Im Iran gibt es keine Internet Flaterate, man kann lediglich ein begrenztes Datenvolumen kaufen und ständig nachkaufen. Doch das ist bei weitem nicht die einzige Schikane für die Iraner im World Wide Web. Die Internetverbindung ist langsam und häufig unterbrochen und aus Angst vor politischen Diskussionen sind soziale Medien geblockt, gewissermaßen das Pendant zur Schließung traditioneller Teehäuser. Doch wir wären nicht im Iran, wenn die junge Generation nicht längst einen Weg zur Umgehung der Facebook-Blockade gefunden hätte.

In der Stadt Urmia gibt es einen eigens für die Frauen vorbehaltener Park, in dem sie sich ohne Kopftuch aufhalten dürfen. Er ist von außen nicht einsehbar. Als Sichtschutz dienen Mauern und Planen. Ganz anders auf einer kleinen Insel im persischen Golf. Dort verhelfen die Geister den modernen (und mutigen) Frauen zu den kleinen Freiheiten. Ein alter Aberglaube sorgt bis heute, dass ein Teil der Insel unbewohnt ist und zu einem beliebten Hippie Treff wurde, inklusive Nacktbaden.
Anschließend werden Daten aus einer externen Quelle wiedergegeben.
PR #7046, opened 2018-03-16
Check if original fish prompt functions exist before copying onto them

teake:
Copying fish functions to existing targets yields an error.
So sourcing `conda.fish` twice was not possible.

Besides, if it wouldn't have yielded an error, you'd attach extra copies
of the conda prompt modifier each time you'd source the file.


teake:
@conda/conda-core bump?

teake:
This is getting a bit stale. Who do I bump to get this merged? @kalefranz?

travishathaway:

PR #11481, opened 2022-05-17
CI: Add Python 3.11 jobs to matrix

EwoutH:
Adds Python 3.11 jobs to the CI build matrix. Python 3.11 is currently in beta and no new features will be added. By adding Python 3.11 to the CI at this point, we will be able to catch bugs and incompatibilities with Python 3.11 before its stable release.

Alalehist ist im Alter von 15 Jahren mit Ihrer Mutter nach Norwegen ausgewandert, hat Architektur studiert, war in den langen Wintermonaten viel auf Reisen und ist kürzlich in Iran zurückgekehrt. Sie glaubt an ihre Generation, die 80er, und hofft dass noch viele ihrer Altersgruppe aus dem Ausland zurück kommen und sie gemeinsam Veränderungen in ihrem Heimatland bewirken.

Parkplätze sind in der Megacity Teheran rar. Wir parken unsere Trucks mehrere Tage in einem Wohngebiet im Norden der Stadt, direkt vor einem Wohnhaus. Blockieren somit die Parkplätze der Anwohner. Als wir diese endlich kennenlernen, fällt kein böses Wort, sondern wir werden eingeladen zu ihnen auf die Terrasse und uns wird den ganzen Abend eine Köstlichkeit nach der anderen serviert. Dazu wird Wodka gereicht. Hasan hat eine Zeitlang in Spanien als Yogalehrer gearbeitet, lebt inzwischen mit Frau und Kinder in Teheran und ist als selbstständiger Ingenieur im ganzen Land tätig. Sein Lebensmotto: Die Einschränkung ist die Mutter der Innovation.
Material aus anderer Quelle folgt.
Issue #3097, opened 2016-07-17
request: conda "rename" (or conda "move") for changing name of an environment


TomLav:
All is in the title :)

Today I wanted to rename my historic "dev" environment to "devel".

This did the trick:

`conda create --name devel --clone dev`
`conda remove --name dev --all`

This however seemed to (temporarily) duplicate disk usage. And maybe a specific command could do something smarter than "copy + remove", I do not know.

T.

eduartua:
Any advancement with this?

wandonye:
Is it ok to just change the name of the folder under env?

kaumaron:
I just tried your suggestion wandonye and it seems to be working so far.

H0R5E:
+1

shachar-i:
+1

ashander:
Yes this would be great. Not only does the work around posted above temporarily duplicate disk usage but it hits remote repos and uses network

dlime:
+1 :)

DheerajAgarwal:
+1

braham-snyder:
Though I too would like to see this feature implemented, "+1" posts send every subscriber a useless notification--I (and I suspect many other subscribers) would greatly appreciate it if you instead gave the OP a thumbs up (by clicking the smiley face in its top right corner).

(In case you didn't notice, GitHub's issue tracker can sort issues by the numbers of reactions they've garnered--ideally, IMO, we'd have explicit issue voting with votes displayed next to the number of comments as in https://github.com/isaacs/github/issues/9 or, e.g., GitLab, but that doesn't look like it will happen in the near future.)

ijstokes:
@kalefranz I'd like to suggest that this is a duplicate of #1845

sebma:
Hi,
I tried renaming my environment directory name in the filesystem from `test` to `test3` and inside `$HOME/.conda/environments.txt` file but it does not seem enough : 
```
$ source activate test2
$ ipython -V
-bash: /usr/local/miniconda3/envs/test3/bin/ipython: /usr/local/miniconda3/envs/test/bin/python: bad interpreter: No such file or directory
```

Any idea ?

sebma:
I found why : 

I seems the path to environment is included in the shebang of the scripts in the environment bin directory and also in other files.

Therefore unless script a recursive search'n'replace, rename the environment directory is a VERY BAD IDEA.

I won't do it next time, I promise :) !

sebma:
[...]

PR #11496, opened 2022-05-23
Add new `rename` command

travishathaway:
This PR is an implementation related to the following issue: https://github.com/conda/conda/issues/3097

## Details

This PR adds a new sub-command called `conda rename`. To get an idea of how it works, please see the following new man-page:

```
usage: conda rename [-h] [-n ENVIRONMENT | -p PATH] [--force] [-d] destination

Renames an existing environment

Options:

positional arguments:
  destination           New name for the conda environment

optional arguments:
  -h, --help            Show this help message and exit.
  --force               force creation of environment (removing a previously existing environment of the same name).
  -d, --dry-run         Only display what would have been done.

                        Name of environment.
  -p PATH, --prefix PATH
                        Full path to environment location (i.e. prefix).

examples:
    conda rename -n test123 test321
    conda rename --name test123 test321
    conda rename -p path/to/test123 test321
    conda rename --prefix path/to/test123 test321
```

## How to test

The new tests were written as integration tests in [tests/cli/test_main_rename.py](https://github.com/travishathaway/conda/blob/feature/conda-rename/tests/cli/test_main_rename.py).

So long as these tests pass, everything should be working. As you review this PR, please check there for any missing tests.

## Good to know

The changes to [tests/conda_env/test_cli.py](https://github.com/travishathaway/conda/blob/feature/conda-rename/tests/conda_env/test_cli.py) were made because we originally thought these were where the `rename` tests were going to live. After realizing this was not the case, rather than undoing our refactor efforts, we decided to leave the changes in place.

### DIFF
--- a/conda/cli/common.py
+++ b/conda/cli/common.py
@@ -83,7 +83,8 @@ def is_active_prefix(prefix):
     Can be used a validation step to make sure operations are not being
     performed on the active prefix.
     """
-    return prefix == context.active_prefix or prefix == env_name(context.active_prefix)
+    active_prefix = context.active_prefix
+    return paths_equal(prefix, active_prefix) or prefix == env_name(context.active_prefix)
 
 
 def arg2spec(arg, json=False, update=False):
--- a/conda/cli/common.py
+++ b/conda/cli/common.py
@@ -11,7 +11,7 @@ from warnings import warn
 
 from ..auxlib.ish import dals
 from ..base.constants import ROOT_ENV_NAME
-from ..base.context import context
+from ..base.context import context, env_name
 from ..common.constants import NULL
 from ..common.io import swallow_broken_pipe
 from ..common.path import paths_equal
@@ -76,6 +76,16 @@ def ensure_name_or_prefix(args, command):
         from ..exceptions import CondaValueError
         raise CondaValueError('either -n NAME or -p PREFIX option required,\n'
                               'try "conda %s -h" for more details' % command)
+
+def is_active_prefix(prefix):
+    """
+    Determines whether the args we pass in are pointing to the active prefix.
+    Can be used a validation step to make sure operations are not being
+    performed on the active prefix.
+    """
+    active_prefix_name = env_name(context.active_prefix)
+
+    return prefix == context.active_prefix or prefix == active_prefix_name
 
 
 def arg2spec(arg, json=False, update=False):
--- a/conda/cli/common.py
+++ b/conda/cli/common.py
@@ -4,7 +4,7 @@
 from __future__ import absolute_import, division, print_function, unicode_literals
 
 from logging import getLogger
-from os.path import basename, dirname, isdir, isfile, join
+from os.path import basename, dirname, isdir, isfile, join, normcase
 import re
 import sys
 from warnings import warn
@@ -83,8 +83,11 @@ def is_active_prefix(prefix):
     Can be used a validation step to make sure operations are not being
     performed on the active prefix.
     """
-    active_prefix = context.active_prefix
-    return paths_equal(prefix, active_prefix) or prefix == env_name(context.active_prefix)
+    return (
+        paths_equal(prefix, context.active_prefix)
+        # normcasing our prefix check for Windows, for case insensitivity
+        or normcase(prefix) == normcase(env_name(context.active_prefix))
+    )
 
 
 def arg2spec(arg, json=False, update=False):
--- a/conda/cli/common.py
+++ b/conda/cli/common.py
@@ -83,9 +83,7 @@ def is_active_prefix(prefix):
     Can be used a validation step to make sure operations are not being
     performed on the active prefix.
     """
-    active_prefix_name = env_name(context.active_prefix)
-
-    return prefix == context.active_prefix or prefix == active_prefix_name
+    return prefix == context.active_prefix or prefix == env_name(context.active_prefix)
 
 
 def arg2spec(arg, json=False, update=False):
--- a/conda/cli/install.py
+++ b/conda/cli/install.py
@@ -54,14 +54,17 @@ def check_prefix(prefix, json=False):
                           "Spaces in paths can sometimes be problematic." % prefix)
 
 
-def clone(src_arg, dst_prefix, json=False, quiet=False, index_args=None):
+def clone(src_arg, dst_prefix, json=False, quiet=False, index_args=None, use_context=True):
     if os.sep in src_arg:
         src_prefix = abspath(src_arg)
         if not isdir(src_prefix):
             raise DirectoryNotFoundError(src_arg)
     else:
-        assert context._argparse_args.clone is not None
-        src_prefix = locate_prefix_by_name(context._argparse_args.clone)
+        if use_context:
+            assert context._argparse_args.clone is not None
+            src_prefix = locate_prefix_by_name(context._argparse_args.clone)
+        else:
+            src_prefix = locate_prefix_by_name(src_arg)
 
     if not json:
         print("Source:      %s" % src_prefix)
--- a/conda/cli/install.py
+++ b/conda/cli/install.py
@@ -54,17 +54,13 @@ def check_prefix(prefix, json=False):
                           "Spaces in paths can sometimes be problematic." % prefix)
 
 
-def clone(src_arg, dst_prefix, json=False, quiet=False, index_args=None, use_context=True):
+def clone(src_arg, dst_prefix, json=False, quiet=False, index_args=None):
     if os.sep in src_arg:
         src_prefix = abspath(src_arg)
         if not isdir(src_prefix):
             raise DirectoryNotFoundError(src_arg)
     else:
-        if use_context:
-            assert context._argparse_args.clone is not None
-            src_prefix = locate_prefix_by_name(context._argparse_args.clone)
-        else:
-            src_prefix = locate_prefix_by_name(src_arg)
+        src_prefix = locate_prefix_by_name(src_arg)
 
     if not json:
         print("Source:      %s" % src_prefix)
--- a/conda/cli/main_rename.py
+++ b/conda/cli/main_rename.py
@@ -61,11 +61,11 @@ def safe_rm_destination(directory: str):
     tmpdir = tempfile.mkdtemp()
 
     try:
-        rename(directory, tmpdir)
+        rename(directory, tmpdir, force=True)
         yield
     except Exception as exc:
         # Error occurred, roll back change
-        rename(tmpdir, directory)
+        rename(tmpdir, directory, force=True)
         raise exc
 
 
--- a/conda/cli/main_rename.py
+++ b/conda/cli/main_rename.py
@@ -7,12 +7,11 @@ import os
 from typing import Callable
 
 from conda.base.context import context, locate_prefix_by_name, validate_prefix_name
+from conda.base.constants import DRY_RUN_PREFIX
 from conda.cli import common, install
 from conda.common.path import expand
 from conda.exceptions import CondaEnvException
 from conda.gateways.disk.delete import rm_rf
-
-DRY_RUN_PREFIX = "Dry run action:"
 
 
 def validate_src(args) -> str:
@@ -66,7 +65,7 @@ def execute(args, _):
         (
             install.clone,
             (src, dest),
-            {"quiet": context.quiet, "json": context.json, "use_context": False},
+            {"quiet": context.quiet, "json": context.json},
         )
     )
     actions.append((rm_rf, (src,), {}))
--- a/conda/cli/main_rename.py
+++ b/conda/cli/main_rename.py
@@ -3,15 +3,18 @@
 # SPDX-License-Identifier: BSD-3-Clause
 from __future__ import annotations
 
+import tempfile
+from contextlib import contextmanager
 from functools import partial
 import os
 
-from conda.base.context import context, locate_prefix_by_name, validate_prefix_name
-from conda.base.constants import DRY_RUN_PREFIX
-from conda.cli import common, install
-from conda.common.path import expand
-from conda.exceptions import CondaEnvException
-from conda.gateways.disk.delete import rm_rf
+from ..base.context import context, locate_prefix_by_name, validate_prefix_name
+from ..base.constants import DRY_RUN_PREFIX
+from ..cli import common, install
+from ..common.path import expand, paths_equal
+from ..exceptions import CondaEnvException
+from ..gateways.disk.delete import rm_rf
+from ..gateways.disk.update import rename
 
 
 def validate_src(args) -> str:
@@ -19,9 +22,7 @@ def validate_src(args) -> str:
     Validate that we are receiving at least one value for --name or --prefix
     and ensure that the "base" environment is not being renamed
     """
-    common.ensure_name_or_prefix(args, "env rename")
-
-    if context.target_prefix == context.root_prefix:
+    if paths_equal(context.target_prefix, context.root_prefix):
         raise CondaEnvException("The 'base' environment cannot be renamed")
 
     prefix = args.name if args.name else args.prefix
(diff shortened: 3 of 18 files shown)


kenodegard (changes requested):

docs/source/dev-guide/deep-dive-solvers.md
```diff
@@ -222,13 +222,12 @@ Explicit installs are taken care of by the [`explicit`][conda.misc:explicit] fun
...
-using the usual means (`cp`, `mv` or your favorite file manager): this will break your
-environment! Conda _environments_ are _not_ relocatable; some files might contain hardcoded
-paths to existing files in the original location, and those references will break with a
-rename. You can create a new environment anywhere you want, but once created they shall not
-change locations.
+`conda create` has a `--clone` flag that allows you to create a fully-working copy of an
+existing environment. This is needed because you cannot relocate an environment using `cp`,
+`mv`, or your favorite file manager without unintended consequences. Some files in a conda
+environment might contain hardcoded paths to existing files in the original location, and
+those references will break if `cp` or`mv` is utilized (conda environments _can_ be renamed
```
kathatherine, line 229:
```suggestion
those references will break if `cp` or `mv` is utilized (conda environments _can_ be renamed
```

beeankha: Good catch!!

news/11496-new-rename-command
```diff
@@ -0,0 +1,19 @@
+### Enhancements
+
+* Implementation of a new `rename` subcommand
```
kenodegard, line 3:
```suggestion
* Implementation of a new `rename` subcommand. (#11496)
```

news/11496-new-rename-command
```diff
@@ -0,0 +1,19 @@
...
+
+* <news item>
+
+### Deprecations
+
+* <news item>
+
+### Docs
+
+* Corresponding documentation of `rename` subcommand
```
kenodegard, line 15:
```suggestion
* Corresponding documentation of `rename` subcommand. (#11496)
```

conda/cli/main_rename.py
```diff
@@ -0,0 +1,80 @@
...
+import os
+from typing import Callable
+
+from conda.base.context import context, locate_prefix_by_name, validate_prefix_name
+from conda.cli import common, install
+from conda.common.path import expand
+from conda.exceptions import CondaEnvException
+from conda.gateways.disk.delete import rm_rf
+
+DRY_RUN_PREFIX = "Dry run action:"
```
kenodegard, line 15: Since this is only used once let's bring it inline or make larger plans for it and pop it up into constants.

conda/cli/main_rename.py
```diff
@@ -0,0 +1,80 @@
...
+        actions.append((rm_rf, (dest,), {}))
+
+    actions.append(
+        (
+            install.clone,
+            (src, dest),
+            {"quiet": context.quiet, "json": context.json, "use_context": False},
+        )
+    )
+    actions.append((rm_rf, (src,), {}))
```
kenodegard, line 72: This is a personal styling preference that can be dismissed. But if we do go this route we need to include a `if not act_func` in the below `for`-loop.

```suggestion
    actions: list[tuple[Optional[Callable], Args, Kwargs]] = [
        (rm_rf, (dest,), {}) if args.force else (None, (), {}),
        (
            install.clone,
            (src, dest),
            {"quiet": context.quiet, "json": context.json, "use_context": False},
        ),
        (rm_rf, (src,), {}),
    ]

```

conda/cli/main_rename.py
```diff
@@ -0,0 +1,80 @@
...
+
+
+def execute(args, _):
+    """
+    Executes the command for renaming an existing environment
+    """
+    src = validate_src(args)
+    dest = validate_destination(args.destination, force=args.force)
+
+    actions: list[tuple[Callable, Args, Kwargs]] = []
```
kenodegard, line 60: What about using `functools.partial` instead of `tuple[Callable, Args, Kwargs]`?

conda/cli/main_rename.py
```diff
@@ -0,0 +1,80 @@
...
+            {"quiet": context.quiet, "json": context.json, "use_context": False},
+        )
+    )
+    actions.append((rm_rf, (src,), {}))
+
+    # We now either run collected actions or print dry run statement
+    for act_func, act_args, act_kwargs in actions:
+        if args.dry_run:
+            pos_args = ", ".join(act_args)
+            print(f"{DRY_RUN_PREFIX} {act_func.__name__} {pos_args}")
```
kenodegard, line 78: Is `act_kwargs` being intentionally ignored here?

conda/cli/install.py
```diff
@@ -54,14 +54,17 @@ def check_prefix(prefix, json=False):
...
         if not isdir(src_prefix):
             raise DirectoryNotFoundError(src_arg)
     else:
-        assert context._argparse_args.clone is not None
-        src_prefix = locate_prefix_by_name(context._argparse_args.clone)
+        if use_context:
+            assert context._argparse_args.clone is not None
+            src_prefix = locate_prefix_by_name(context._argparse_args.clone)
+        else:
+            src_prefix = locate_prefix_by_name(src_arg)
```
kenodegard, line 67:
```python
elif use_context:
    assert context._argparse_args.clone is not None
    src_prefix = locate_prefix_by_name(context._argparse_args.clone)
else:
    src_prefix = locate_prefix_by_name(src_arg)
```

kenodegard: Wait, isn't `context._argparse_args.clone == src_arg`?

The `clone` method is only called in one place previously:
https://github.com/conda/conda/blob/ae389d58d67dd8e29952e669c34f1495d034185a/conda/cli/install.py#L217

And `context._argparse_args` _is_ the parsed args as set here:
https://github.com/conda/conda/blob/ae389d58d67dd8e29952e669c34f1495d034185a/conda/cli/main.py#L78

So from what I'm reading we can simply flatten all of this and remove the `use_context` arg:
```
else:
    src_prefix = locate_prefix_by_name(src_arg)
```

kenodegard (changes requested):
Lots of good stuff here, a few nits about style/where things should be defined.

conda/cli/main_rename.py
travishathaway: @kenodegard, yes that is true. My reasoning is that it provides too much information to the user that really not that important for understanding the essence of what is going to performed.

conda/cli/install.py
travishathaway: Thanks for this. Yeah, I had made these changes before learning more about the context object itself. I will implement what you suggest.

conda/cli/main_rename.py
travishathaway: Good idea. I will move it constants.

conda/cli/main_rename.py
travishathaway: @kenodegard, having a hard time figure out why one would do that 🤔.  The type hint is trying to say that this will be a list of tuples which have a function, args and kwargs. I know that `functools.partial` has a similar function signature, but I'm not sure it's appropriate to use it in this way.

kathatherine (approved):
LGTM!

kenodegard (approved):
🚀

conda/cli/common.py
```diff
@@ -77,6 +77,14 @@ def ensure_name_or_prefix(args, command):
         raise CondaValueError('either -n NAME or -p PREFIX option required,\n'
                               'try "conda %s -h" for more details' % command)
 
+def is_active_prefix(prefix):
+    """
+    Determines whether the args we pass in are pointing to the active prefix.
+    Can be used a validation step to make sure operations are not being
+    performed on the active prefix.
+    """
+    return prefix == context.active_prefix or prefix == env_name(context.active_prefix)
```
jaimergp, line 86: Might be useful to apply `conda.common.path.paths_equal` here, to ensure cases like:

* Paths with relative markers (`..`) which would be equivalent
* Symlinked locations (some people do that... Y_Y)

conda/cli/main_rename.py
```diff
@@ -0,0 +1,66 @@
...
+from conda.exceptions import CondaEnvException
+from conda.gateways.disk.delete import rm_rf
+
+
+def validate_src(args) -> str:
+    """
+    Validate that the "base" environment is not being renamed and that the
+    currently active prefix isn't trying to be renamed.
+    """
+    if context.target_prefix == context.root_prefix:
```
jaimergp, line 22: Same here, use `paths_equal`.

conda/cli/main_rename.py
```diff
@@ -0,0 +1,66 @@
...
+    """
+    Executes the command for renaming an existing environment
+    """
+    src = validate_src(args)
+    dest = validate_destination(args.destination, force=args.force)
+
+    actions: list[partial] = []
+
+    if args.force:
+        actions.append(partial(rm_rf, dest))
```
jaimergp, line 56: Should this be atomic? What if the rename ends up failing? The target environment gets deleted "for nothing". Maybe rename to something else first, and if everything succeeded, end up deleting for good. If something failed, undo the initial rename.

conda/cli/main_rename.py
```diff
@@ -0,0 +1,66 @@
...
+
+    actions.append(partial(install.clone, src, dest, quiet=context.quiet, json=context.json))
```
jaimergp, line 58: [`conda create --clone`](https://github.com/conda/conda/blob/310548bd9f9bb78204fe7d6c3d03334b54bd8083/conda/misc.py#L187) has a series of limitations that might prevent the environment from being renamed. It essentially relies on the package cache to reinstall the packages into a new location. But if the package cache is faulty, it might limit what `clone` is able to do.

There's this other tool, [`conda-prefix-replacement`](https://github.com/conda/conda-prefix-replacement) that might be better suited for this task? I know it's a big ask and I don't want to stall the review here, but I'd like to see if this could be considered, maybe as an optional flag?

kenodegard: @jaimergp AFAIK this has been a known and accepted downside of this approach. A broken/corrupt environment cannot be renamed. I don't think we are prepared ATM to revive `conda-prefix-replacement` to figure out if it does the correct thing. Perhaps we can view this PR as an initial POC and `conda-prefix-replacement` could be refactored into a plugin that replaces the `conda rename` command?

@travishathaway We should make sure these limitations are clearly outlined in the documentation.

conda/cli/main_rename.py
travishathaway: @jaimergp, great recommendation! I just implemented this in a recent commit. Let me know what you think.

conda/cli/main_rename.py
jaimergp: Fine with me!

conda/cli/main_rename.py
```diff
@@ -0,0 +1,94 @@
...
+            if args.dry_run:
+                print(f"{DRY_RUN_PREFIX} {func.func.__name__} {','.join(func.args)}")
+            else:
+                func()
+
+    if args.force:
+        with safe_rm_destination(destination):
+            clone_and_remove()
+    else:
+        clone_and_remove()
```
kenodegard, line 94: If the destination env already exists, specifying `--dry-run --force` will rename the destination to the tempdir.

conda/cli/main_rename.py
```diff
@@ -0,0 +1,94 @@
...
+    tmpdir = tempfile.mkdtemp()
+
+    try:
+        rename(directory, tmpdir)
+        yield
+    except Exception as exc:
+        # Error occurred, roll back change
+        rename(tmpdir, directory)
+        raise exc
+
```
kenodegard, line 68: Can we either make this private (`_safe_rm_destination`), inline it within `execute` below, or abstract it and define it in `conda.gateways.disk.update` (something like `renamecontext`).

I _think_ I prefer the `conda.gateways.disk.update.renamecontext` option since this is very generic functionality and is likely useful elsewhere.

conda/cli/main_rename.py
```diff
@@ -0,0 +1,94 @@
...
+def validate_src(args) -> str:
+    """
+    Validate that the "base" environment is not being renamed and that the
+    currently active prefix isn't trying to be renamed.
+    """
+    if context.target_prefix == context.root_prefix:
+        raise CondaEnvException("The 'base' environment cannot be renamed")
+
+    prefix = args.name if args.name else args.prefix
```
kenodegard, line 28: Since the other validate function explicitly passes in the arguments it uses can we do the same here to be consistent?

```suggestion
def validate_src(name: str | None, prefix: str | None) -> str:
    """
    Validate that the "base" environment is not being renamed and that the
    currently active prefix isn't trying to be renamed.
    """
    if context.target_prefix == context.root_prefix:
        raise CondaEnvException("The 'base' environment cannot be renamed")

    prefix = name or prefix
```

conda/cli/main_rename.py
```diff
@@ -0,0 +1,94 @@
...
+
+def validate_destination(dest: str, force: bool = False) -> str:
+    """Ensure that our destination does not exist"""
+    if os.sep in dest:
+        dest = expand(dest)
+    else:
+        dest = validate_prefix_name(dest, ctx=context, allow_base=False)
+
+    if not force and os.path.exists(dest):
+        raise CondaEnvException("Environment destination already exists. Override with --force.")
```
kenodegard, line 44:
```suggestion
        raise CondaEnvException(f"Environment destination ({dest}) already exists. Override with --force.")
```

kenodegard (changes requested):
The rename became atomic but running `--dry-run --force` is now unsafe.

conda/cli/main_rename.py
travishathaway: Yeah, that thought definitely crossed my mind too. I will refactor it so that it's available to other modules.

conda/cli/main_rename.py
travishathaway: Need a test for that! 😅

travishathaway: And thanks for point that out.

conda/cli/common.py
```diff
@@ -77,6 +77,15 @@ def ensure_name_or_prefix(args, command):
...
                               'try "conda %s -h" for more details' % command)
 
+def is_active_prefix(prefix):
+    """
+    Determines whether the args we pass in are pointing to the active prefix.
+    Can be used a validation step to make sure operations are not being
+    performed on the active prefix.
+    """
+    active_prefix = context.active_prefix
+    return paths_equal(prefix, active_prefix) or paths_equal(prefix, env_name(active_prefix))
```
beeankha, line 87: FYI, the reason I use the `active_prefix` variable here is because otherwise the linter repeatedly tries to re-format this bit of code to look like:
```
    return paths_equal(prefix, context.active_prefix) or paths_equal(
        prefix, env_name(context.active_prefix)
    )
```
...which I didn't think was super readable. This happened no matter how I reformatted the line; even something like the below didn't escape the linter's reformatting:
```
    return paths_equal(prefix, context.active_prefix) \
    or paths_equal(prefix, env_name(context.active_prefix))
```

kenodegard: Extra parentheses should do the trick:

```suggestion
    return (
        paths_equal(prefix, context.active_prefix)
        or paths_equal(prefix, env_name(context.active_prefix))
    )
```

beeankha: `darker` is still insisting on this formatting:
```
    return paths_equal(prefix, context.active_prefix) or paths_equal(
        prefix, env_name(context.active_prefix)
    )
```

Is there any way to bypass this in `darker` without changing default checks for everything else?

kenodegard: Ugh, black 🤦‍♂️

Adding comments like this will preserve the formatting, but the comments I came up with feel unnecessary

```python
    return (
        # check if the prefix is the active env path
        paths_equal(prefix, context.active_prefix)
        # check if the prefix is the active env name
        or prefix == env_name(context.active_prefix)
    )
```

Can also explicitly disable formatting, but personally, I don't think that's worth it, at this point, we might as well leave it with the `active_prefix` variable or just let black do its thing and leave it a little weird 🤷‍♂️

```python
    # fmt: off
    return (
        paths_equal(prefix, context.active_prefix)
        or prefix == env_name(context.active_prefix)
    )
    # fmt: on
```

Also, not sure we want to use `paths_equal` for the second condition?

kenodegard (approved):

wolfv:
Sorry for chiming in late -- wouldn't it be cleaner to have this as `conda env rename`? So that it's clear that an environment is renamed?

stardiviner:
I propose this suggestion too.

wolfv:
I’m all for deprecating conda env create, but other sub commands (such as conda env list or conda env delete) seem reasonable to me.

Nach der Revolution waren die Farmer in der Provinz Urmia gezwungen anstatt Wein, Apfelpantagen anzubauen mit der Folge dass deren erhöhter Wasserbedarf den größten Binnensee Irans zur Salzwüste austrocknet. Es droht eine Umweltkatastrophe.

20% Habenzins und 22% Sollzins. Wie so oft profitieren die ehe schon Begünstigten, etwa diejenigen die ihren Grundbesitz veräußern konnten und nicht enteignet wurden. Ein einfacher Soldat mit 8€ Monatsverdienst profitiert wohl kaum vom hohen Zinsertrag. Als Wehrdienstleistender kommt er immerhin in den Besitz eines Reisepasses, der Verweigerer hingeben muss mit ordentlich Backschisch seinen Reisepass erkaufen.

 


Die Iraner sind Weltmeister in Gastfreundlichkeit.